Contrary to previous findings by Bailey [42, 58] and recently by Kronish, Leventhal, and Horowitz [43], the African-Americans in the present study showed little preference for home remedies and non-prescribed medicines for dealing with hypertension. Many spoke about how their parents treated them for common ailments with herbs and oils while they were children. Although they lamented the loss of such knowledge by the present generation, a majority expressed their preference for care by trained and certified health professionals. It was uncertain whether this preference for modern medicine in hypertension control was due to their Christian beliefs, or the dearth of herbalists, and magic store vendors in the area. It is likely the availability of indigenous health practitioners as pertains in larger metropolitan areas in America influences some African-Americans in their choice of hypertension treatment.

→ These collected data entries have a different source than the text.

PR #7107, opened 2025-04-15
fix(terraform): Handle explicitly-specified tfvars explicitly

### LINKED ISSUE #4321: Checkov ignores terraform tfvars file specified in `--var-file` flag
**Describe the issue**
Checkov ignores path to tfvars file specified in `--var-file` when file is in different directory than terraform root module.
Deep analysis has been made in other PR discussion: https://github.com/bridgecrewio/checkov/issues/3580#issuecomment-1346950236

**Examples**

main.tf:
```
provider "azurerm" {
    features {}
}

variable "storage" {
    type = object({
        name = string
        tls = string
    })
}

resource "azurerm_storage_account" "this" {
  name = var.storage.name
  min_tls_version = var.storage.tls
}
``` 

terraform.tfvars:
```
storage = {
    name = "checkovTest"
    tls = "TLS1_2"
}
```

Directory structure:
```
.
└── checkov_debug
    ├── main.tf
    └── vars
        └── terraform.tfvars
```

checkov execution (irrevelant output omitted):
```
 $ checkov -d checkov_debug/ -c CKV_AZURE_44 --var-file=./checkov_debug/vars/terraform.tfvars

terraform scan results:

Passed checks: 0, Failed checks: 1, Skipped checks: 0

Check: CKV_AZURE_44: "Ensure Storage Account is using the latest version of TLS encryption"
	FAILED for resource: azurerm_storage_account.this
	File: /main.tf:12-15
	Guide: https://docs.bridgecrew.io/docs/bc_azr_storage_2

		12 | resource "azurerm_storage_account" "this" {
		13 |   name = var.storage.name
		14 |   min_tls_version = var.storage.tls
		15 | }
```

Expected checkov output (irrevelant output omitted):
```
terraform scan results:

Passed checks: 1, Failed checks: 0, Skipped checks: 0

Check: CKV_AZURE_44: "Ensure Storage Account is using the latest version of TLS encryption"
	PASSED for resource: azurerm_storage_account.this
	File: /main.tf:12-15
	Guide: https://docs.bridgecrew.io/docs/bc_azr_storage_2
```

**Version:**
 - 2.2.297

thentenaar:

## Description

* Allow for ``--var-file`` arguments outside of the tf dir to be handled correctly
* Use a dict to enforce tfvars precedence, grouping vars by the directory for which they were defined, reducing the number of tfvar nodes added to the graph for a given directory.
* Create variable -> tfvars edges based on the directory for which the var was defined.
* Have _load_files take a list of str instead of os.DirEntry.
* Changed a usage of printf() to logging.debug()

Fixes #4321

## Checklist:

### DIFF
--- a/checkov/terraform/tf_parser.py
+++ b/checkov/terraform/tf_parser.py
@@ -52,7 +52,7 @@ class TFParser:
         self.external_modules_source_map: Dict[Tuple[str, str], str] = {}
         self.module_address_map: Dict[Tuple[str, str], str] = {}
         self.loaded_files_map: dict[str, dict[str, list[dict[str, Any]]] | None] = {}
-        self.external_variables_data: list[tuple[str, Any, str]] = []
+        self.external_vars: dict[str, dict[str, tuple[Any, str]]] = {}
         self.temp_tf_definition: dict[str, Any] = {}
 
     def _init(self, directory: str,
@@ -164,7 +164,6 @@ class TFParser:
             if not data:
                 continue
             self.out_definitions[TFDefinitionKey(file)] = data
-            self.add_external_vars_from_data(data, file)
 
         force_final_module_load = False
         for i in range(0, 10):
@@ -183,24 +182,24 @@ class TFParser:
 
     def _load_files(
             self,
-            files: list[os.DirEntry[str]],
+            files: list[str],
     ) -> list[tuple[str, dict[str, list[dict[str, Any]]] | None]]:
         def _load_file(
-                file: os.DirEntry[str]
+                file: str
         ) -> tuple[tuple[str, dict[str, list[dict[str, Any]]] | None], dict[str, Exception]]:
             parsing_errors: dict[str, Exception] = {}
             result = load_or_die_quietly(file, parsing_errors)
             for path, e in parsing_errors.items():
                 parsing_errors[path] = e
 
-            return (file.path, result), parsing_errors
+            return (file, result), parsing_errors
 
         files_to_data: list[tuple[str, dict[str, list[dict[str, Any]]] | None]] = []
         files_to_parse = []
         for file in files:
-            data = self.loaded_files_map.get(file.path)
+            data = self.loaded_files_map.get(file)
             if data:
-                files_to_data.append((file.path, data))
+                files_to_data.append((file, data))
             else:
                 files_to_parse.append(file)
 
@@ -489,7 +488,7 @@ class TFParser:
             source_dir=source_dir,
             external_modules_source_map=self.external_modules_source_map,
         )
-        self.add_tfvars_with_source_dir(module, source, source_dir)
+        self.add_tfvars(module, source)
         copy_of_tf_definitions = pickle_deepcopy(tf_definitions)
         for tf_def in copy_of_tf_definitions:
             for file_path, blocks in tf_def.items():
@@ -524,21 +523,13 @@ class TFParser:
         return get_tf_definition_object_from_module_dependency(key, nested_key, module_name)
 
     def add_tfvars(self, module: Module, source: str) -> None:
-        if not self.external_variables_data:
+        if not self.external_vars:
             return
-        for (var_name, default, path) in self.external_variables_data:
-            if ".tfvars" in path:
-                block = [{var_name: {"default": default}}]
-                module.add_blocks(BlockType.TF_VARIABLE, block, path, source)
 
-    def add_tfvars_with_source_dir(self, module: Module, source: str, source_dir: str) -> None:
-        if not self.external_variables_data:
-            return
-        for var_name, default, path in self.external_variables_data:
-            if ".tfvars" in path:
-                if Path(source_dir) in Path(path).parents:
-                    block = [{var_name: {"default": default}}]
-                    module.add_blocks(BlockType.TF_VARIABLE, block, path, source)
+        for load_dir, i in self.external_vars.items():
+            for name, (default, path) in i.items():
+                block = [{name: {'default': default, 'load_dir': load_dir}}]
+                module.add_blocks(BlockType.TF_VARIABLE, block, path, source)
 
     def get_dirname(self, path: TFDefinitionKey) -> str:
         file_path = path.file_path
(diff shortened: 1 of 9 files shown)


checkov/terraform/tf_parser.py
```diff
@@ -526,19 +526,18 @@ def get_new_nested_module_key(
     def add_tfvars(self, module: Module, source: str) -> None:
         if not self.external_variables_data:
             return
-        for (var_name, default, path) in self.external_variables_data:
-            if ".tfvars" in path:
-                block = [{var_name: {"default": default}}]
+        for (var_name, default, path, explicit) in self.external_variables_data:
+            if explicit or ".tfvars" in path:
```
omriyoffe-panw, line 530: Would this not allow for files other then .tfvars to be added here?

checkov/terraform/tf_parser.py
```diff
@@ -526,19 +526,18 @@ def get_new_nested_module_key(
...
     def add_tfvars_with_source_dir(self, module: Module, source: str, source_dir: str) -> None:
         if not self.external_variables_data:
             return
-        for var_name, default, path in self.external_variables_data:
-            if ".tfvars" in path:
-                if Path(source_dir) in Path(path).parents:
-                    block = [{var_name: {"default": default}}]
-                    module.add_blocks(BlockType.TF_VARIABLE, block, path, source)
+        for var_name, default, path, explicit in self.external_variables_data:
+            if explicit or (".tfvars" in path and Path(source_dir) in Path(path).parents):
```
omriyoffe-panw, line 538: Here as well.

checkov/terraform/tf_parser.py
```diff
@@ -605,38 +604,43 @@ def handle_variables(
...
         for var_file, data in sorted(auto_var_files_to_data, key=lambda x: x[0]):
             if data:
-                self.external_variables_data.extend([(k, v, var_file) for k, v in data.items()])
+                self.external_variables_data.extend([(k, v, var_file, False) for k, v in data.items()])
 
-        explicit_var_files_to_data = self._load_files(explicit_var_files)
-        # it's possible that os.scandir returned the var files in a different order than they were specified
         if vars_files:
-            for var_file, data in sorted(explicit_var_files_to_data, key=lambda x: vars_files.index(x[0])):
+            for f in [Path(x).resolve() for x in vars_files]:
```
omriyoffe-panw, line 629: Maybe add a comment here explaining this search over the directory since it's not very clear from the code.

omriyoffe-panw (commented):
Hey @thentenaar,
First of all thank you for your contribution!
I left a few minor comments, however along with them I am not sure I understand your use of the "explicit" variable. If I understand correctly the goal is to allow for .tfvars file in sub-directories of the project using the -var-file flag. I saw you implemented a search on the directory for .tfvars files but I don't see why you would need the "explicit" variable and I can see some use cases where it might allow for files other then .tfvars to be passed in the flag causing errors.
Would love if you could add a short explanation for this implementation.
Thanks!

checkov/terraform/tf_parser.py
thentenaar: Both .tfvars and environment vars are added as 'explicit,' the other half of that expression is for tfvars files scanned in the terraform dir; but I added a check on the extension.

checkov/terraform/tf_parser.py
thentenaar: I added a comment explaining that this gathers the absolute paths of the entries in vars_files.

checkov/terraform/tf_parser.py
```diff
@@ -605,38 +604,48 @@ def handle_variables(
...
-            elif vars_files and file.path in vars_files:
-                explicit_var_files.append(file)
             elif file.name.endswith(".tf") or file.name.endswith('.hcl'):  # TODO: add support for .tf.json
                 tf_files_to_load.append(file)
 
         for key, value in self.env_vars.items():
             if not key.startswith("TF_VAR_"):
                 continue
-            self.external_variables_data.append((key[7:], value, f"env:{key}"))
+            self.external_variables_data.append((key[7:], value, f"env:{key}", True))
```
gruebel, line 613: the variable resolution hierarchy is incorrect and should reflect the official docs https://developer.hashicorp.com/terraform/language/values/variables#variable-definition-precedence 
probably the most accurate approach would be to mark each of them with an enum value (ex. ExternalVariableType.ENV, .TFVARS, etc.) and when a new variable is read check and override an existing one if needed, then you have the up-to-date hierarchy when processing them at the end.

checkov/terraform/tf_parser.py
```diff
@@ -605,38 +604,48 @@ def handle_variables(
...
+            for f in [Path(x).resolve() for x in vars_files]:
+                if str(f) in [x[2] for x in self.external_variables_data]:
+                    continue
+                if not str(f).endswith('.tfvars'):
+                    continue
+                for ent in os.scandir(f.parent):
+                    if not ent.is_file() or Path(ent.path).resolve() != f:
+                        continue
+                    explicit_var_files.append(ent)
+                    break
```
gruebel, line 640: this doesn't make much sense, if you pass a var file via the flag, then you expect to load a single file (or multiple when used more than once) and not read the whole folder.

checkov/terraform/tf_parser.py
```diff
@@ -605,38 +604,48 @@ def handle_variables(
...
-                self.external_variables_data.extend([(k, v, var_file) for k, v in data.items()])
+                self.external_variables_data.extend([(k, v, var_file, False) for k, v in data.items()])
 
-        explicit_var_files_to_data = self._load_files(explicit_var_files)
-        # it's possible that os.scandir returned the var files in a different order than they were specified
+        # Load vars files specified via the '--var-file' option, first
+        # collecting their absolute paths.
         if vars_files:
-            for var_file, data in sorted(explicit_var_files_to_data, key=lambda x: vars_files.index(x[0])):
+            for f in [Path(x).resolve() for x in vars_files]:
```
gruebel, line 631: it is wasteful to create a list and then iterate over it, just iterate directly over it. Also using `Path` and then multiple times creating a string out of it is a bad idea, you can use `os.path.abspath()` instead.

gruebel (commented):
overall the suggested implementation doesn't reflect the actual Terraform behavior and with the added `explicit` marker makes it harder to maintain than it actually should be, because it is not a simple override mechanism but rather a hierarchical resolution order.

checkov/terraform/tf_parser.py
thentenaar: 100%. This is because _load_files expects a list of os.DirEntry (probably because it presumes directory scanning,) though it would be better just to have it take a list of paths, which I've now done.

checkov/terraform/tf_parser.py
thentenaar: In that case, I'd argue that it'd be more proper to use a dictionary and evaluate them in the correct order. If the order is truly incorrect (in which case I'd have to see why the tests that check it pass,) I'd be willing to take a stab at it in a follow-up PR.

lirshindalman (approved):

omriyoffe-panw (approved):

It may be concluded that despite the persistence of some West African ethnomedical beliefs about health among some African-Americans [42] many prefer modern medical avenues for the control of hypertension. The barriers to utilizing these avenues remain the lack of information about hypertension and related diseases, especially stroke, the costly process involved in utilizing available resources, and lack of individual motivation for lifestyle changes. Researchers and health care practitioners need to be informed about these barriers if they are to succeed in bringing hypertension among middle-aged and older African-Americans under control.

A limitation of this investigation is the purposive, and nonprobabilistic sampling of participants which makes it difficult to extrapolate findings to the larger population of African-Americans. The results, nevertheless, suggest that poor knowledge about hypertension and its related diseases, as well as perceived barriers to their screening among middle-aged and older African-Americans in the Cape Fear region of North Carolina, require urgent community efforts to address the problem if the diseases is to be brought under control in this population.


The author acknowledges, with sincere gratitude, the immense technical, secretarial, and editorial support received from Audretta R. Dunkley, Al “Big Al” Spriggs, Clinton B. Burnside, S. T. Carter, Rebecca Dole, and Connie Alexander in the collection, transcription, data analysis, and preparation of this manuscript.

Statement of Competing Interests

The author has no competing interests.